Top of Data to examine
PR #221, opened 2020-04-09
Update examples

streeve:
This PR does a few things - 

- Minor comment fixes
- Reordered a few tests to match the wiki, with advanced topics numbered with the main example
- Add print outs to tests without any
- Add `neighbor_parallel_for` example


core/example/tutorial/02_tuple/tuple_example.cpp
```diff
@@ -24,24 +24,24 @@ void tupleExample()
       of Cabana::Tuple that are different from std::tuple:
 
       *: Cabana tuples must consist of data of trivial types and classes. A
-         trivial type or class is one who's
+         trivial type or class is one:
```
rfbird, line 27: Just to throw a 3rd phrasing in the mix:

> is one which: 
> 
> 1) has contagious storage 
> 2) only supports..

rfbird:
How do we feel about having examples with the same numbers?

I find `05_slice_advanced_cuda` and `05_slice_advanced_openmp` a bit confusing, but at the same time I see why you did it...

core/example/tutorial/07_sorting/sorting_example.cpp
```diff
@@ -22,8 +22,8 @@ void sortingExample()
       In many algorithms we will want to bin or sort AoSoA data to improve
       computational performance. Binning and sorting can be achieved by using
       a user-defined comparator function or by using an auxiliary set of key
-      values (such as a slice) who's sorted/binned order will define the order
-      of the AoSoA. In this example we will demonstrate sorting an AoSoA a
+      values (such as a slice) whose sorted/binned order will define the order
```
sslattery, line 25: man my grammar is terrible

PR #228, opened 2020-05-05
Use C++14

sslattery:
C++14 is now required. As a test we now use the `index_sequence` as an implementation detail which is a feature available from C++14 onward.


sslattery:
I welcome debate/discussion on how we should enable C++14. I took the CXX_STANDARD route for a first attempt.

PR #229, opened 2020-05-05
Clean example/performance test directory structure

sslattery:
`example/` now sits in the top level directory. Performance tests existed in multiple locations so these are now in the same location.


rfbird:
Looks good to me. Seems like you need to update travis to reflect the new path too: https://github.com/sslattery/Cabana/blob/clean_example_dirs/.travis.yml#L91

sslattery:
> Looks good to me. Seems like you need to update travis to reflect the new path too: https://github.com/sslattery/Cabana/blob/clean_example_dirs/.travis.yml#L91

Yeah just caught that one - pushed a fix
Bottom of Data to examine
▶ _Work item_: Using the data above, output each line exactly.

▶ _Result of this task_:
PR #221, opened 2020-04-09
Update examples

streeve:
This PR does a few things - 

- Minor comment fixes
- Reordered a few tests to match the wiki, with advanced topics numbered with the main example
- Add print outs to tests without any
- Add `neighbor_parallel_for` example


core/example/tutorial/02_tuple/tuple_example.cpp
```diff
@@ -24,24 +24,24 @@ void tupleExample()
       of Cabana::Tuple that are different from std::tuple:
 
       *: Cabana tuples must consist of data of trivial types and classes. A
-         trivial type or class is one who's
+         trivial type or class is one:
```
rfbird, line 27: Just to throw a 3rd phrasing in the mix:

> is one which: 
> 
> 1) has contagious storage 
> 2) only supports..

rfbird:
How do we feel about having examples with the same numbers?

I find `05_slice_advanced_cuda` and `05_slice_advanced_openmp` a bit confusing, but at the same time I see why you did it...

core/example/tutorial/07_sorting/sorting_example.cpp
```diff
@@ -22,8 +22,8 @@ void sortingExample()
       In many algorithms we will want to bin or sort AoSoA data to improve
       computational performance. Binning and sorting can be achieved by using
       a user-defined comparator function or by using an auxiliary set of key
-      values (such as a slice) who's sorted/binned order will define the order
-      of the AoSoA. In this example we will demonstrate sorting an AoSoA a
+      values (such as a slice) whose sorted/binned order will define the order
```
sslattery, line 25: man my grammar is terrible

PR #228, opened 2020-05-05
Use C++14

sslattery:
C++14 is now required. As a test we now use the `index_sequence` as an implementation detail which is a feature available from C++14 onward.


sslattery:
I welcome debate/discussion on how we should enable C++14. I took the CXX_STANDARD route for a first attempt.

PR #229, opened 2020-05-05
Clean example/performance test directory structure

sslattery:
`example/` now sits in the top level directory. Performance tests existed in multiple locations so these are now in the same location.


rfbird:
Looks good to me. Seems like you need to update travis to reflect the new path too: https://github.com/sslattery/Cabana/blob/clean_example_dirs/.travis.yml#L91

sslattery:
> Looks good to me. Seems like you need to update travis to reflect the new path too: https://github.com/sslattery/Cabana/blob/clean_example_dirs/.travis.yml#L91

Yeah just caught that one - pushed a fix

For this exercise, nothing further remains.